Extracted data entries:
• • •
PR #4750, opened 2017-03-13
FEATURE: Redirect to groups page and apply group actions upon login/s…

tgxworld:
…ign up.

https://meta.discourse.org/t/is-there-a-working-group-registration-flow/56798

@ZogStriP I'm not sure if my design using localstorage is ideal. Can you review this PR for me? Thank you :heart:

### DIFF
--- a/app/assets/javascripts/discourse/components/group-membership-button.js.es6
+++ b/app/assets/javascripts/discourse/components/group-membership-button.js.es6
@@ -22,30 +22,25 @@ export default Ember.Component.extend({
     }
   },
 
-  @computed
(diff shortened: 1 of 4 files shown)


ZogStriP:
> @ZogStriP I'm not sure if my design using localstorage is ideal. Can you review this PR for me? Thank you ❤️

Why is that information stored client-side rather than server-side (eg. in the session?)

tgxworld:
> Why is that information stored client-side rather than server-side (eg. in the session)?

We don't need the data server side plus it is much easier to trigger the JS actions by fetching from a local store.

PR #4751, opened 2017-03-13
Added `ssl` parameter for action_mailer

hyunjong-lee:
append `ssl` option for `action_mailer` to deal with the following error.
- http://stackoverflow.com/questions/6579865/in-rails-3-and-actionmailer-is-it-possible-to-send-email-using-tls-over-ssl-no

### DIFF
--- a/config/environments/production.rb
+++ b/config/environments/production.rb
@@ -32,7 +32,8 @@ Discourse::Application.configure do
       user_name:            GlobalSetting.smtp_user_name,
       password:             GlobalSetting.smtp_password,
       authentication:       GlobalSetting.smtp_authentication,
-      enable_starttls_auto: GlobalSetting.smtp_enable_start_tls
+      enable_starttls_auto: GlobalSetting.smtp_enable_start_tls,
+      ssl:                  GlobalSetting.smtp_enable_ssl
     }
 
     settings[:openssl_verify_mode] = GlobalSetting.smtp_openssl_verify_mode if GlobalSetting.smtp_openssl_verify_mode
--- a/config/discourse_defaults.conf
+++ b/config/discourse_defaults.conf
@@ -80,6 +80,9 @@ smtp_enable_start_tls = true
 # to disable, set to 'none'
 smtp_openssl_verify_mode =
 
+# mode for enable ssl in stmp settings
+smtp_enable_ssl = true
+
 # load MiniProfiler in production, to be used by developers
 load_mini_profiler = true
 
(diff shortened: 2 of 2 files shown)


config/environments/production.rb
```diff
@@ -32,7 +32,8 @@
       user_name:            GlobalSetting.smtp_user_name,
       password:             GlobalSetting.smtp_password,
       authentication:       GlobalSetting.smtp_authentication,
-      enable_starttls_auto: GlobalSetting.smtp_enable_start_tls
+      enable_starttls_auto: GlobalSetting.smtp_enable_start_tls,
+      ssl:                  GlobalSetting.smtp_enable_ssl
```
tgxworld: Hi @hyunjong-lee, Is this a new setting in Rails 5 because the docs doesn't seem to indicate that `ssl` is a valid option.

screenshot from 2017-03-14 09-44-11

tgxworld:
Hi @hyunjong-lee, please sign the CLA in order for us to accept this PR :)

hyunjong-lee:
Hi @tgxworld, I accepted CLA :)

tgxworld:
@hyunjong-lee Thanks :) Did you see my comments in https://github.com/discourse/discourse/pull/4751#discussion_r105812100 ?

config/environments/production.rb
hyunjong-lee: @tgxworld I think the below line indicates the option that I included.
- https://github.com/rails/rails/blob/master/actionmailer/lib/action_mailer/base.rb#L409

While I am not familiar with ruby & rails, I am trying to find source codes that contains the option.

tgxworld:
@hyunjong-lee Looks like this config is [only added in Rails 5.1](https://github.com/rails/rails/commit/7cffd6b372369e93ef74c01229a0507d4086e169) we it wouldn't work for Discourse until we upgrade Rails. Thanks for contributing though.

hyunjong-lee:
@tgxworld 
I found some codes that using `ssl`, and the oldest one had committed 7 years ago.
- https://github.com/rails/rails/commit/92f49b5f1ebf42514c58e1fda87c0b8a1b33d08f#diff-53e65e5b02bb6a167c2270e40aa780fdR11

And the relative question in stackoverflow was asked 6 years ago.
- http://stackoverflow.com/questions/6579865/in-rails-3-and-actionmailer-is-it-possible-to-send-email-using-tls-over-ssl-no

I have no idea why the option was not included in official documents, it actually worked since 7 years ago. So, can you consider this PR once again?

PR #4752, opened 2017-03-13
FEATURE: Add "Show tracked topics" link to User Prefs

ElTipejoLoco:
All this pull request does is what it says on the tin. ?state=tracking is already supported in Discourse, and all this will do is add a link to the user preferences page that lets people click to see the topics they're currently tracking (as opposed to the ones they're watching or have muted).

Mostly I'm just testing the waters a little since I'd like to see if I can figure out a good, lightweight way to track unread posts by topic creators/owners only, and set that up.


ElTipejoLoco:
Removing to re-add, supposing that combination of discoursebot message not showing CLA was signed, unsquashed commit, and feature not being in wanted list is cause for delay in merging.

PR #4753, opened 2017-03-13
DEV: Add plugin-outlet to allow SSO sites to put a message on the User Preferences page

cpradio:
Relevant Discussion:
https://meta.discourse.org/t/add-link-to-external-sso-profile-to-profile-page/59027/7?u=cpradio


SamSaffron:
thanks, sure seems fine

PR #4942, opened 2017-06-27
Added plugin outlet near editor's preview.

nbianca:
This is required for the updates I made to canned replies plugin from this [PR](https://github.com/discourse/discourse-canned-replies/pull/22).

This should help plugins display stuff using the preview pane.

### DIFF
--- a/app/assets/javascripts/discourse/templates/components/d-editor.hbs
+++ b/app/assets/javascripts/discourse/templates/components/d-editor.hbs
@@ -28,7 +28,8 @@
 
   <div class="d-editor-preview-wrapper {{if forcePreview 'force-preview'}}">
     <div class="d-editor-preview">
-      {{{preview}}}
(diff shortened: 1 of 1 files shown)


app/assets/javascripts/discourse/templates/components/d-editor.hbs
```diff
@@ -28,7 +28,8 @@
 
   <div class="d-editor-preview-wrapper {{if forcePreview 'force-preview'}}">
     <div class="d-editor-preview">
-      {{{preview}}}
+      <div class="d-editor-cooked">{{{preview}}}</div>
+      <div class="d-editor-plugin">{{plugin-outlet name="editor-preview"}}</div>
```
SamSaffron: do we need the extra `d-editor-plugin` div here? 

I think `plugin-outlet name="editor-preview"` will already wrap it in a div... 

Going to merge this in for now, but perhaps a PR to clean this up and unwrap is in order.

PR #4943, opened 2017-06-28
Include HTTP Host header in nginx logs

mpalmer:
This is crucial in multisite installations, because otherwise the nginx logs
are fairly useless, however it can also be quite handy to know what
hostnames are being sent to your site.  The variable is quoted, because it
is untrusted input (it is taken directly from the HTTP request), but nginx
helpfully escapes the quoting character automagically, so we don't have to
worry about that.

For now, the log analysis plugin *recognises* the new log format
(and continues to recognise the previous format, for backwards
compatibility), but doesn't do anything with the new log entry field.  This
means your multisite performance plugin data is still broken, but it's no
worse than it was before.

### DIFF
--- a/config/nginx.sample.conf
+++ b/config/nginx.sample.conf
@@ -25,7 +25,7 @@ map $http_x_forwarded_proto $thescheme {
   https https;
 }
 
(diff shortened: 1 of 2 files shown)


begrif:
In the PATTERN, why are some quotes backslash escaped and some not? `\"` should be the same as `"`, unless I'm misreading it.

PR #4947, opened 2017-06-30
Mybb permalinks

pfaffman:
Add permalink support (user, category, topic, *not* posts) to mybb importer.

Also add configure database and table prefix via environment variables

### DIFF
--- a/script/import_scripts/mybb.rb
+++ b/script/import_scripts/mybb.rb
@@ -37,6 +37,7 @@ class ImportScripts::MyBB < ImportScripts::Base
   end
 
   def execute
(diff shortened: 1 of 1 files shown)


pfaffman:
This is how most other importers handle permalinks.

Arguably, permalnks should be disabled by default, though. I'll add an environment variable tweak for that if desired.

nlalonde:
I don't think we need an env variable for disabling permalinks. The method call can be removed before running the script, or run `DELETE FROM permalinks` afterwards if you don't want them.

Thanks for adding this!

PR #4950, opened 2017-07-04
FEATURE: emoji generation now uses emoji-db

jjaffeux:
- unicode 10
- emoji 5.0
- support for google_blob and facebook_messenger sets


SamSaffron:
yay 🥇

PR #4951, opened 2017-07-05
FIX: ensure we clear emoji cache before recompilation

jjaffeux:
I'm not 100% sure it's the root cause, but in my tests it seems to fix the issue.


techAPJ:
Seems safe! Merging in.

PR #4952, opened 2017-07-05
Allow optional import_mode param for posts in api

mudasirraza:
This should allow a new post to be created in import mode, which will be useful for creating topics in bulk without notifying users and all such sort of things.

relevant discussion:
https://meta.discourse.org/t/disable-count-pop-up-notifications/65543

### DIFF
--- a/app/controllers/posts_controller.rb
+++ b/app/controllers/posts_controller.rb
@@ -571,6 +571,9 @@ class PostsController < ApplicationController
       params[:skip_validations] = params[:skip_validations].to_s == "true"
       permitted << :skip_validations
 
+      params[:import_mode] = params[:import_mode].to_s == "true"
+      permitted << :import_mode
+
       # We allow `embed_url` via the API
       permitted << :embed_url
 
--- a/spec/controllers/posts_controller_spec.rb
+++ b/spec/controllers/posts_controller_spec.rb
@@ -631,6 +631,26 @@ describe PostsController do
 
         expect(response.body).to eq(original)
       end
+
+      it 'allows to create posts in import_mode' do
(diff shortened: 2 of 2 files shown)


ZogStriP:
Awesome. Would you mind adding a test for that?

mudasirraza:
@ZogStriP test case has been added

SamSaffron:
We got to finalize this, the change looks fine, but I am not following how the "rest" of the change will work. 

cause as it stands nothing is checking for import mode and checking for it would introduce a security risk cause it would allow end users to "secret in" topics.

ZogStriP:
I agree, this params should **at least** only be permitted for API calls.

mudasirraza:
Sorry if i'm missing something here. This param is in fact only for API calls. I've included it in `is_api?` block. I'm not sure about security risk here, this param is permitted here same like skip_validations.

ZogStriP:
Might bad. I 👀-balled it too quickly

SamSaffron:
Sorry, my point is ... where is this import_mode thing consumed? How is it consumed?

mudasirraza:
These params are passed via [new_post_manager](https://github.com/discourse/discourse/blob/91f0f76fb1a40bbd4dd6dd46dd4e5bb9663d0f82/lib/new_post_manager.rb#L182) into [post_creator](https://github.com/discourse/discourse/blob/master/lib/post_creator.rb) where it is consumed at several places.
It is same as if creating posts in [import scripts](https://github.com/discourse/discourse/blob/master/script/import_scripts/base.rb#L477)

SamSaffron:
no probs, sure looks safe to me ... thanks

PR #4958, opened 2017-07-07
FEATURE: Search posts by filetype

dmacjam:
**User story:** As a user, I want to filter posts in Advanced search which contains links to files or uploads, e.g. `filetype:pdf` lists all posts with pdf files.

This is a power user feature as UI for inputting file extensions will make the advanced search page more complicated. 

_Related discussion:_ https://meta.discourse.org/t/feature-request-add-includes-image-to-the-advanced-search-options/54103
_Related pull request with search for posts with images:_ https://github.com/discourse/discourse/pull/4917

The implementation idea is to extract file extension and persist it into database for both url links and uploads. Therefore, new columns with indices were added to `TopicLinks` and `Uploads`. Then searching by filetypes at the backend is a combination of searching these columns (distinct search)


app/jobs/onceoff/migrate_upload_extensions.rb
```diff
@@ -0,0 +1,11 @@
+module Jobs
+
+  class MigrateUploadExtensions < Jobs::Onceoff
+    def execute_onceoff(args)
+      Upload.all.each do |upload|
```
ZogStriP: This is going to 💥 on Discourses with a large number of uploads. It's better to use `Upload.find_each`

dmacjam: Thanks for pointing this, batch loading is much better. :+1:

lib/search.rb
```diff
@@ -456,6 +456,19 @@ def self.advanced_filters
...
+    file_extensions = match.split(",")
+
+    posts.where("posts.id IN (
+      SELECT post_id FROM topic_links
+      WHERE extension IN (?)
+      UNION
+      SELECT post_uploads.post_id FROM uploads
+      JOIN post_uploads ON post_uploads.upload_id = uploads.id
+      WHERE lower(uploads.extension) IN (?)
+      )", file_extensions, file_extensions)
```
tgxworld: You can use `:file_extensions` in the SQL and just pass a single option `{ file_extensions: file_extensions }`

spec/components/search_spec.rb
```diff
@@ -703,6 +703,25 @@ def search
...
+
+    it "can find posts which contains filetypes" do
+      post1 = Fabricate(:post,
+                        raw: "http://example.com/image.png")
+      post2 = Fabricate(:post,
+                         raw: "Discourse logo\n"\
+                              "http://example.com/logo.png\n"\
+                              "http://example.com/vector_image.svg")
+      post_with_upload = Fabricate(:post)
+      post_with_upload.uploads = [Fabricate(:upload)]
```
tgxworld: This can be simplified to `Fabricate(:post, uploads: [Fabricate(:upload)])`

spec/components/search_spec.rb
```diff
@@ -703,6 +703,25 @@ def search
...
+      Fabricate(:post)
+
+      TopicLink.extract_from(post1)
+      TopicLink.extract_from(post2)
+
+      expect(Search.execute('filetype:svg').posts.map(&:id)).to eq([post2.id])
```
tgxworld: Why do we need to map the `id` here? I believe comparing against the post record should work just fine.

dmacjam: Comparing by id is faster, isn't it?

tgxworld: It might be but I readability is more important here.

SamSaffron:
looks like we have a conflict now that needs resolving.

dmacjam:
There is actually no conflict (only new test added) so it is very easy to resolve.

PR #4959, opened 2017-07-07
Add a nil check on the connection before attempting to exec it

farmdawgnation:
Ran into an issue while trying to [import mbox files](https://meta.discourse.org/t/howto-import-mbox-mailing-list-files/51233) that I tracked back to this line. I'm not an avid rubyist so I'm not entirely sure this is the Right Solution™, but it got my import running after I made this change.

Figured that others would probably run into the same issue so I thought I'd submit a PR to call attention to the issue, if nothing else. =)

Cheers!

### DIFF
--- a/script/import_scripts/base.rb
+++ b/script/import_scripts/base.rb
@@ -203,7 +203,7 @@ class ImportScripts::Base
       return true
     end
   ensure
-    connection.exec('DROP TABLE import_ids')
+    connection.exec('DROP TABLE import_ids') unless connection.nil?
   end
 
   def created_user(user)


coding-horror:
Is this ok @ZogStriP ?

ZogStriP:
It would probably be better to change this to use a SQL transaction instead and add the `ON COMMIT DROP` option to the `TEMP TABLE`.

farmdawgnation:
@ZogStriP I don't think that would fix the problem here, which is that `connection` is `Nil`.

ZogStriP:
Why is `connection` `nil` then?

farmdawgnation:
That I don't know. It would seem that `ActiveRecord::Base.connection.raw_connection` likely returns `nil` but I wasn't able to try down why that might be happening. I spent some time digging through the Rails docs trying to figure out how that could happen and `puts`'ing a few things but I was quite befuddled at what was actually going on in this code.

My best guess is that this method was being executed before the database connection was fully set up? But once again, I had issues disentangling what was actually going on here.

tgxworld:
This looks good to me. `connection` may be `nil` if `import_ids` is empty.

PR #4960, opened 2017-07-07
FIX: Explicit error when category description post is bad

xfalcox:


tgxworld:
Tests? :)

tgxworld:
ping @xfalcox

xfalcox:
Added tests @tgxworld :smile:

spec/components/post_revisor_spec.rb
```diff
@@ -213,6 +213,21 @@
...
       end
 
+      context "invalid description without paragraphs" do
+        before do
+          subject.revise!(post.user, { raw: "# This is a title" })
+          category.reload
+        end
+
+        it "returns a error for the user" do
+          expect(post.errors.present?).to eq(true)
```
tgxworld: We should test for the description of the error otherwise another error may cause this test to incorrectly pass.

xfalcox: Done!

tgxworld:
@xfalcox LGTM :+1:

PR #4961, opened 2017-07-08
SECURITY: when redeeming invite link verify that user does not exist with that email

techAPJ:


techAPJ:
Discussing this issue with team, in the meantime @eviltrout has already pushed out a fix.

attritionorg:
Since this is flagged SECURITY, can you summarize the scenario/risk for this?

coding-horror:
We don't do discussion here, ask at meta.discourse.org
• • •
WORK INSTRUCTIONS: Which lines hold the word "SELECT"? Return all of them from the records above.

OUTPUT FOR THIS EXERCISE:
+      SELECT post_id FROM topic_links
+      SELECT post_uploads.post_id FROM uploads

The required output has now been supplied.